- Born: 1961 Manchester
- Died: 31 May 2018 (aged 56–57)
- Occupation: nurse
- Employer(s): Manchester Royal Eye Hospital, Manchester Metropolitan University
- Organization: Royal College of Nursing
- Known for: Her work on advanced nursing practice, especially in ophthalmic nursing
- Awards: FRCN

= Janet Marsden =

Nurse professor

Janet Marsden FRCN, PhD, RGN, Nurse Professor (1961-2018) was a nurse recognised for her contributions to advanced nursing practice, ophthalmology and emergency care by the Royal College of Nursing and the Minais Gerais government.
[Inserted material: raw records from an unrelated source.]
PR #1340, opened 2026-09-14
fix: allow a failed schema load to be retried later

### LINKED ISSUE #1339: bug: A failed schema load is cached for the lifetime of the process and never retried
## Describe the bug

Once a remote schema has failed to load, it is never requested again. Every subsequent validation reports the original failure, even if the URL became reachable immediately afterwards.

A momentary network problem therefore downgrades a schema for the rest of the session. Every file validated afterwards is checked without it, and every one of them reports the same stale failure. Editing and re-validating does not recover: the schema only loads again after a restart or a settings change.

This also makes a single failure look like many. One failed request produces a diagnostic on every document validated afterwards, which reads as a widespread problem rather than one transient event.

## Expected Behavior

A schema that has become reachable again should be picked up without restarting or changing settings, rather than staying unavailable for the rest of the session.

## Current Behavior

The first failure is retained permanently. With a request service that fails once and succeeds on every later call, three consecutive validations produce:

```
validation #1: requests=1  ->  Unable to load schema from '<url>': ... 429 ...
validation #2: requests=1  ->  Unable to load schema from '<url>': ... 429 ...
validation #3: requests=1  ->  Unable to load schema from '<url>': ... 429 ...
```

The request count never advances past 1: after the initial failure no further request is made, so the schema content that is now available is never fetched.

## Steps to Reproduce

1. Create a language service whose `schemaRequestService` rejects on its first call and resolves valid schema content on every call after that, then validate the same document three times:

```js
const { getLanguageService } = require('yaml-language-server');
const { TextDocument } = require('vscode-languageserver-textdocument');

let requests = 0;

const service = getLanguageService({
  // Fails once, then serves a valid schema on every later call
  schemaRequestService: async () => {
    requests++;
    if (requests === 1) {
      throw new Error('Request failed with status code 429');
    }
    return JSON.stringify({ type: 'object', properties: { foo: { type: 'string' } } });
  },
  workspaceContext: { resolveRelativePath: (rel, base) => new URL(rel, base).toString() },
});

service.configure({
  validate: true,
  schemas: [{ uri: 'https://example.com/schema.json', fileMatch: ['*.yml'], priority: 0 }],
  customTags: [],
  yamlVersion: '1.2',
});

(async () => {
  for (let i = 1; i <= 3; i++) {
    const doc = TextDocument.create('file:///example.yml', 'yaml', 0, 'foo: bar\n');
    const diagnostics = await service.doValidation(doc, false);
    console.log(`validation #${i}: requests=${requests}`, diagnostics.map((d) => d.message));
  }
})();
```

2. Observe the request service is called exactly once in total, and all three validations report the original failure:

```
validation #1: requests=1 [ "Unable to load schema from 'https://example.com/schema.json': ... 429 ..." ]
validation #2: requests=1 [ "Unable to load schema from 'https://example.com/schema.json': ... 429 ..." ]
validation #3: requests=1 [ "Unable to load schema from 'https://example.com/schema.json': ... 429 ..." ]
```

The second call to `schemaRequestService`, which would have returned a valid schema, is never made.

## Environment
- [x] Windows
- [x] Mac
- [x] Linux
- [ ] other (please specify)

X-Guardian:
### What does this PR do?

Stops a failed schema load from being cached for the lifetime of the process, so a schema that becomes reachable again is picked up without restarting.

`SchemaHandle.getUnresolvedSchema` remembers the promise from the first load attempt and returns it for every later call. A failed load is retained exactly like a successful one, so one momentary failure downgrades that schema for the whole session and reports the same stale error on every document validated afterwards.

This PR distinguishes the two cases. A successful load is cached as before. A failed load is held for `FAILED_SCHEMA_CACHE_MS` (5s), after which the next request for that schema discards the cached failure and tries again.

A negative cache is used rather than simply not caching failures, so that a persistently unreachable URL is not re-requested on every keystroke. Without that damping, the common case of a genuinely wrong URL would generate a request per validation — trading a sticky failure for a request storm. The window is short enough to recover quickly and long enough to coalesce the requests of an active editing session.

Two details are worth flagging for review:

- **A failure is detected through `errors`, not a rejection.** `loadSchema` resolves with an `UnresolvedSchema` carrying an `errors` array rather than rejecting, so the outcome is inspected after the promise settles.
- **The derived resolved schema is discarded too.** `getResolvedSchema` caches a value built from the unresolved one, so expiring only the unresolved schema would leave the stale failure being served from the resolved cache. `getResolvedSchema` now consults the unresolved schema first, and a test covers this specific path.

Only the failure path changes. Successful loads, resolution, dependency tracking and `clearSchema()` behave as before, with `clearSchema()` additionally resetting the new failure timestamp.

Fixes #1339

### Is it tested? How?

Four unit tests added to `test/yamlSchemaService.test.ts`, against a stubbed request service, so no network access is required:

- **A failed load is requested again once the window has passed** — a stub failing once then resolving valid content; asserts a second request is made and the schema validates. This is the regression test for the reported behaviour, which currently stops at a single request.
- **Failures are not re-requested within the window** — asserts only one request is made just before the window elapses.
- **Successful loads are still cached** — asserts exactly one request even well past the window, confirming no extra traffic on the normal path.
- **No stale resolved schema after expiry** — covers the `getResolvedSchema` path described above, which would otherwise keep serving the failure.

Verification performed:

1. **The tests catch the defect.** Neutralising the expiry check (restoring the old always-cache behaviour) fails 2 of the 4; the 2 that still pass are the ones asserting caching is *retained*, which should pass either way.
2. **End-to-end against a built server**, with a request service that fails once then serves a valid schema:
   ```
   #1 requests=1  ->  Unable to load schema from '...': No content.
   #2 (within window) requests=1  ->  Unable to load schema from '...': No content.
   #3 (after window) requests=2  ->  Incorrect type. Expected "number".
   ```
   The third validation re-requests and validates against the schema, where previously the count never advanced past 1.


datho7561:
Seems good from my testing and the code makes sense. 

One limitation is that the language server only attempts to reload the schema again if validation is re-triggered (eg. by modifying the file that references the schema that fails to load). I think this is fine though, because having a background job to manage reattempting to load the schema seems like a waste of resources, especially if the file that references the schema isn't being actively looked at or worked on.

Before I merge this PR, how will this interact with https://github.com/redhat-developer/yaml-language-server/pull/1342 ? The linked issues seem very similar. I think it makes sense to handle both in one PR, does this make sense to you?

X-Guardian:
Agreed on the reload limitation. It is also why this is a caching window rather than an invalidation timer: nothing fires when it expires, the next validation just finds the cached failure stale and requests again. No timers or background work.

Regarding merging the PRs, they are complementary, but at different layers. #1342 is in `schemaRequestHandler` around a single `xhr` call, and retries transient failures. This PR is in `SchemaHandle`, and time-limits how long a failure is cached, so a schema that becomes reachable is picked up again.

Happy to combine if you prefer. I've checked that the branches merge cleanly.

My mild preference is to keep them separate. #1342 is additive, in that nothing behaves differently unless a request already failed, whereas this changes caching logic that every validation uses. If someone reports an issue, being able to revert one without losing the other seems worth keeping.

If you want, I can create a separate branch/PR with both fixes combined which you can then test and decide which way to go.

datho7561:
Okay, I'm okay keeping them separately, especially if they merge cleanly. I'll try to get to reviewing them today

datho7561 (approved):
Thanks, Simon!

== Early life and training ==
Marsden was born in Manchester, the daughter of Margaret (nee Bladon) and Graham Spence a teacher. She went to Sale grammar school and then began an undergraduate degree in chemistry at Manchester University, but, realising that she preferred interaction with people, she changed track a year into the course, instead undertaking general nurse training at Manchester Royal Infirmary in 1981, registering as an Adult nurse in 1984.

== Career ==
After qualifying Marsden secured a post at Manchester Royal Eye Hospital, eventually managing the ophthalmic Emergency Department and in 1994 becoming involved in developing a city-wide triage system. The checklist methodology of the triage system ensured detection of early warning signs in those arriving at emergency wards enabling quick and optimal decision taking. The system was hailed as revolutionising modern care which led to Marsden being recognised by her peers as one of the most influential people in her profession in a Nursing Times magazine poll called the Nursing Times 'Diamond 20'.
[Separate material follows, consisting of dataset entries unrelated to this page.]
PR #1342, opened 2026-09-14
fix: retry transient schema request failures

### LINKED ISSUE #1341: bug: A single transient HTTP failure permanently disables a remote schema
## Describe the bug

A single transient failure when fetching a remote schema — an HTTP 429 from a rate-limited host, a 503, or a dropped connection — is treated the same as a permanent one, and the schema is reported as unloadable.

Statuses such as `429`, `502`, `503` and `504` indicate a temporary condition, and are often accompanied by a `Retry-After` header telling the client when to try again. An immediate second attempt would usually succeed, so validation is lost against a schema that is in fact reachable.

Popular public schema hosts rate limit by IP, so this is most likely to affect users behind a shared address, where unrelated requests can exhaust the allowance.

## Expected Behavior

A schema whose request fails only for a temporary reason should still load, rather than being reported as unloadable on the first failure.

Failures that are not temporary — `404`, `403`, `400` and similar — should continue to fail immediately, as trying again cannot change the outcome. Schema loading blocks validation, so recovering from a temporary failure should not noticeably delay interactive editing.

## Current Behavior

The first failure is final. A request service that fails once and would succeed on a second attempt still yields a failed schema load, and validation proceeds without the schema.

## Steps to Reproduce

1. Request a schema from a host that responds once with a temporary failure and would serve the schema on a second attempt:

```js
const { schemaRequestHandler } = require('yaml-language-server/out/server/src/languageservice/services/schemaRequestHandler');
const requestLight = require('request-light');
const { URI } = require('vscode-uri');

let attempts = 0;

// Fails once with a rate limit, then would serve a valid schema
requestLight.xhr = async () => {
  attempts++;
  if (attempts === 1) {
    const error = new Error('Too Many Requests');
    error.status = 429;
    error.responseText = 'Too Many Requests';
    throw error;
  }
  return { responseText: '{"type":"object"}', status: 200 };
};

const fs = { readFile: async () => '' };

schemaRequestHandler({}, 'https://example.com/schema.json', [], URI.parse(''), false, fs, false)
  .then((content) => console.log(`attempts=${attempts} content=${content}`))
  .catch((err) => console.log(`attempts=${attempts} failed=${err}`));
```

2. Observe that the request is abandoned after the first failure:

```
attempts=1 failed=Too Many Requests
```

The second call, which would have returned a valid schema, is never made.

## Environment
- [x] Windows
- [x] Mac
- [x] Linux
- [ ] other (please specify)

X-Guardian:
### What does this PR do?

Retries remote schema requests that fail for a transient reason, instead of treating the first failure as final.

Retries apply to statuses that indicate a temporary condition — `429`, `502`, `503`, `504` — and to connection-level errors such as `ECONNRESET`, `ETIMEDOUT` and socket hangups. Everything else, including `404`, `403` and `400`, continues to fail immediately: those are settled answers, and retrying only delays a guaranteed failure.

Where the server supplies a `Retry-After` header it is honoured, accepting either the delta-seconds or HTTP-date form. Otherwise the delay falls back to exponential backoff with jitter, so that several schemas failing at once do not retry in lockstep. Either way the delay is capped at 1s, since servers occasionally return `Retry-After` values measured in minutes.

The retry budget is deliberately small — 2 retries after the initial attempt, so 3 requests at most and a worst case near 2s — because schema loading blocks validation and must not stall interactive editing.

`schemaRequestHandler` takes a new optional trailing `retryOptions` argument, used by tests to inject the delay function and shrink the budget. It is additive, so existing callers are unaffected.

Marsden's academic studies continued during her career. She gained a BSc in Nursing Studies in 1993 and a Masters in Practitioner Research in 1995, leading to a PhD looking at issues in advanced nursing practice.

In 1996 Marsden moved into academia and was appointed to a full-time post at Manchester Metropolitan University. In this she ran the Master’s degree in Emergency Medicine. She also lectured, mentored and supervised research at PhD level. Marsden became Professor of Ophthalmology and Emergency Care leading an informal group of clinicians known as the Centre for Effective Emergency Care (CEEC).

== Further professional activity ==
Marsden's other professional activity included serving with the Health Research Authority being a member of the National Research and Ethics Advisory Panel. Between 2005 and 2009, she chaired the Ophthalmic Nursing Forum of the Royal College of Nursing (RCN), leading projects including a competence framework for ophthalmic nursing which she introduced into Australia. She served as a volunteer faculty member for both the World Sight Foundation and ORBIS, an international non-profit organisation dedicated to saving sight. Additionally Marsden was an active member of various professional groups including the Faculty of Emergency Nursing and the Royal Society of Medicine, also the Ministry of Defence Research Ethics Committee. In addition to her published works (as below) Marsden was an expert reviewer for a range of journals and publishers.

== Awards ==
2010 Fellowship of the Royal College of Nursing for her contribution to the areas of Ophthalmic and emergency nursing.

2011 The Grans Medal de Meriot do Saude an award from the Government of Minais Gerais in Brazil.

2012 The Royal College of Nursing/Novartis Ophthalmic Nursing Award.

== Publications ==
- Ophthalmic Care. (Keswick, M&K Publishing 2017)
- with Shaw, M.E. Care of the child with ophthalmic problems. (Keswick, M&K Publishing 2016)
- with Mackway-Jones, K. & Windle, J. Newton, M., Emergency triage: telephone triage and advice. BMJ Books (Wiley 2015)
- with Mackway-Jones, K. & Windle, J. Emergency Triage: Manchester Triage Group. 3rd Edition. (Chichester, Wiley-Blackwell 2014)
- Aspects of advanced nursing practice. PhD thesis (Manchester, Manchester Metropolitan University 2012)
- An evidence base for ophthalmic nursing practice. (Chichester, John Wiley & Sons 2007)
- Ophthalmic Care. (Chichester, John Wiley 2006)

In addition Marsden wrote a number of articles within the sphere of Ophthalmology, Many of these focusing on practical management within ophthalmic nursing.

== Death and personal life ==
Marsden died aged 57 on 31 May 2018. She is survived by her husband Dave Marsden whom she met when both were teenagers volunteering at a Red Cross holiday camp for disabled children. They married in 1981.